Things get so much more complicated when your development team grows larger than one person. Not only coordinating the efforts of two or more people, but also agreeing on data structures and naming conventions, designing interfaces so that you insulate developers as much as possible from others’ work, and a whole host of other problems. A source code control system relieves a large part of the worry, although you should be using source code control as soon as your development team grows larger than zero people. I won’t belabor that point here, as it’s the subject for a rather long post in itself.
One of the many things programmers like to argue about is code formatting. This topic is right up there with the discussion of the best language and best text editor. And as is the case with those topics in which each programmer has his own opinion that is unquestionably right, each programmer has his own code formatting style that is The One True Way. Anybody who does things differently is, at best, suspect.
But most development shops impose code formatting standards along with naming conventions. Why? In order to reduce confusion when somebody other than the code’s original author works on it. Without a code formatting standard, confusion arises in several ways.
The format of the code tells you things about it. For example, indentation implies a compound statement. In many languages (the C-derived languages), an opening brace begins a compound statement, which is normally indented. As creatures of habit, when we see indentation we expect to see an opening brace. And vice-versa. If the brace is not where we expect it, or the indentation is different than we’re accustomed to, then our brains have to adjust. This adjustment takes longer than you might expect. For example, consider these three blocks of code, each of which does the same thing, but are formatted slightly differently:
if (someValue == 0) {
DoSomething();
DoSomethingElse();
}
if (someValue == 0)
{
DoSomething();
DoSomethingElse();
}
if (someValue == 0)
{
DoSomething();
DoSomethingElse();
}
Each of those styles has its adherents and detractors, and objectively each is as valid as the other.

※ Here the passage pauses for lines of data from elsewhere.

PR #1994, opened 2026-06-11
[Refactor] Inherit font family body on most standard components

CarlosFdez:
End result should be the same hopefully. The stuff I left behind aren't in use right now so I can't really verify them.

I'm assuming the reason the fonts file got flagged is end of line changes. I set up git attributes a while back to force conversion to ln instead of crln.

### DIFF
--- a/styles/less/utils/fonts.less
+++ b/styles/less/utils/fonts.less
@@ -19,7 +19,3 @@
 .dh-style {
     .dh-typography();
 }
-
-.dh-style fieldset {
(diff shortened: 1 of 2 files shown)


WBHarry:
I'm not spotting any immediate oddities in font family across text, so I'm going to say this is all good. We'll just have to correct later if we -do- find some place where it didn't cover everything.

WBHarry (approved):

But two of them make my brain hurt.
Most programmers these days use editors that perform some level of automatic formatting when you enter new code. If my editor is configured to create things in the One True Way, the result of editing a file that was created with one of the heretical formatting techniques is a complete mess.

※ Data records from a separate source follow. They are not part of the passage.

PR #1996, opened 2026-06-12
[Fix] On Drop Compendium ActiveEffect

WBHarry:
Fixed so that it works to drop a compendium ActiveEffect on a sheet. 
Since it's form a compendium it wasn't the full data, just the UUID - now we fetch the data in that case.


CarlosFdez:
Looks like upstream instead does

```
const documentClass = foundry.utils.getDocumentClass(data.type);
const document = await documentClass.fromDropData(data);
```

but even then, you're doing document.data here (as data.data) which shouldn't work. This code also seems to no longer be necessary for item sheets, and is only for actor config now, which could maybe get its own implementation? I'd have to dig more into it.

PR #1997, opened 2026-06-13
[Fix] dragging AE from compendium or within same actor

CarlosFdez:
Supercedes https://github.com/Foundryborne/daggerheart/pull/1996 and fixes drag dropping AEs within the same sheet.

As of v14, item's now support drag/drop events, and `_onDropActiveEffect` checks for same actor. Using item.toDragData() handles pretty much most of the checks, though we may need to use `Document.fromDropData()` in some places I'm not aware of yet.

This won't work for dropping AEs on non-actor-item sheets. Actor/item setting apps don't accept AEs anyways, and action sheets don't support drag dropped AEs regardless of this change (but perhaps they should?).

### DIFF
--- a/module/applications/sheets/actors/adversary.mjs
+++ b/module/applications/sheets/actors/adversary.mjs
@@ -186,15 +186,6 @@ export default class AdversarySheet extends DHBaseActorSheet {
         });
     }
 
-    /** @inheritdoc */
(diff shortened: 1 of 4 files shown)


WBHarry (approved):
Great solution. All the red is beautiful 🥳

Absent imposed coding standards, there are four possible solutions to the problem, none of which is satisfactory:
- Just ignore the problem. Believe me when I say that you don’t want to do this. Few things are as confusing as working on a single file that has inconsistent formatting.

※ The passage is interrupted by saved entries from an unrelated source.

Issue #1981, opened 2026-06-07
[Feature] Loadout should be sortable


itteerde:
**Description**
Sorting works for loot, but not the Loadout. Would be great to have sorting there, too.

TrezzeIohan:
PR under Review.

Ikraik:
Marking this closed as this is fixed and merged

PR #2004, opened 2026-06-14
[Feature] Enable sorting for Loadout domain cards

TrezzeIohan:
## Summary

This PR aims to solve issue https://github.com/Foundryborne/daggerheart/issues/1981: 
Enable drag-and-drop sorting functionality for Domain Cards in the Loadout and Vault sections by reusing the exact pattern already implemented for Loot items.

## Changes

- Add \`data-item-id\` and \`draggable=\"true\"\` attributes to domain card template (\`domain-card-item.hbs\`)
- Add sorting by Foundry's \`sort\` property in the \`domainCards\` getter (\`character.mjs\`)

## Test plan

- [ ] Open character sheet with domain cards in Loadout
- [ ] Drag a card to reorder it — should move to new position
- [ ] Reload application — order should persist
- [ ] Move card to Vault and drag to reorder there too
- [ ] Verify Loot sorting still works (no regressions)

### DIFF
--- a/module/data/actor/character.mjs
+++ b/module/data/actor/character.mjs
@@ -411,8 +411,8 @@ export default class DhCharacter extends DhCreature {
 
     get domainCards() {
         const domainCards = this.parent.items.filter(x => x.type === 'domainCard');
-        const loadout = domainCards.filter(x => !x.system.inVault);
-        const vault = domainCards.filter(x => x.system.inVault);
+        const loadout = domainCards.filter(x => !x.system.inVault).sort((a, b) => a.sort - b.sort);
+        const vault = domainCards.filter(x => x.system.inVault).sort((a, b) => a.sort - b.sort);
 
         return {
             loadout: loadout,
--- a/templates/sheets/global/partials/domain-card-item.hbs
+++ b/templates/sheets/global/partials/domain-card-item.hbs
@@ -1,5 +1,5 @@
-<li class="card-item" data-item-uuid="{{item.uuid}}" data-type="domainCard">
-    <img src="{{item.img}}" data-action="useItem" class="card-img" />
+<li class="card-item" data-item-id="{{item.id}}" data-item-uuid="{{item.uuid}}" data-type="domainCard">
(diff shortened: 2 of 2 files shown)


TrezzeIohan:
The following images contain the behavior of inventory items being sortable (eg: being able to be dragged to another position) and the same behaviour being applicable to the loadout tab. First 2 are from the inventory tab, last ones are from the loadout tab.

Inventory Sorting 1
Inventory Sorting 2
Loadout Sorting 1
Loadout Sorting 2

CarlosFdez:
Looks fine, though did you manage to test portrait view? Does it work to drag not the image? If so, the draggable might not be doing anything.

I'm eventually planning on rewriting how sorting works here for multiple reasons (including for faster vault/recall), but this is fine and dandy for now.

TrezzeIohan:
@CarlosFdez I just tested it.
[Screencast from 14-06-2026 23:25:37.webm](https://github.com/user-attachments/assets/6fe3242b-09eb-4b51-8906-5dedc404cc6e)
[Screencast from 14-06-2026 23:25:37.webm](https://github.com/user-attachments/assets/0d766fa8-ed03-4ed4-8b93-723839365513)

First one tests portrait, the second tests dragging not from the image, but from the body of the list item.

Was that what you were asking or did you mean something else?

CarlosFdez:
Almost, what about name in list mode? Does drag/drop still work without draggable?

CarlosFdez:
ok, tested it, turns out that template isn't used in list mode. However it looks like if you drag from the name or from the buttons that pop up, dragging doesn't work (at least in chrome). Draggable should probably be set on the li. Otherwise works good.

EDIT: the reason why it shouldn't be just image is because someone may start dragging from the bottom of the image, which causes the controls to pop up and block the attempt to drag/drop.

TrezzeIohan:
Sorry for the wait
[Dragging From Texts From Card View.webm](https://github.com/user-attachments/assets/a8717552-0595-4ed6-8c4f-b8d6fd5e029d)

CarlosFdez (approved):
Looks good to me, thanks for the PR.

- Disable the automatic formatting features of the editor. This is possible, but makes you much less productive. The automatic formatting features save a lot of time, especially when you’re refactoring code, as it prevents you from having to manually indent or unindent code to make sure that the braces match up.
- Reconfigure your editor to match the coding style of whichever file you’re currently working on. This is problematic because programmers often (probably most often) are working on multiple files at the same time. No editor that I know of will allow you to specify the configuration on a per-file basis. (On a file type basis, yes. But not per file.)
- Instruct the editor to reformat code to your style whenever you open a file. Although this sounds like a good idea to begin with, it’s disastrous when source control is involved which, as I pointed out above, should be for every project. Source control typically saves the deltas–changes between two versions of a file–rather than saving the entire file every time it’s modified. This is a huge space savings, and also allows you to view the history to see the specific changes between two versions. If you reformat the entire file, then the source control system will assume that (almost) every line changed. The result is that your source control database will be orders of magnitude larger than it has to be, and the significant changes between versions will be lost in the reformatting noise.
There is one other option that is not currently available, but should be. If the source control system (or a filter in front of the source control system) could normalize a file–convert it to a standard form–then the fourth option above would be possible. You could get a file from source control in whatever the normalized form is, open it in your editor and reformat to your heart’s content. When you saved the file and checked it in, the source control system would reformat it to the common form and store only the deltas. This allows each programmer to view and edit code in whatever format he is most comfortable with, but also allows the source control system to be efficient and effective.
I realize that I’m waving my hand over some implementation detail, particularly the many filters that would be required to format different kinds of files. But nothing here sounds terribly difficult with today’s tools. Has this been done? If not, why?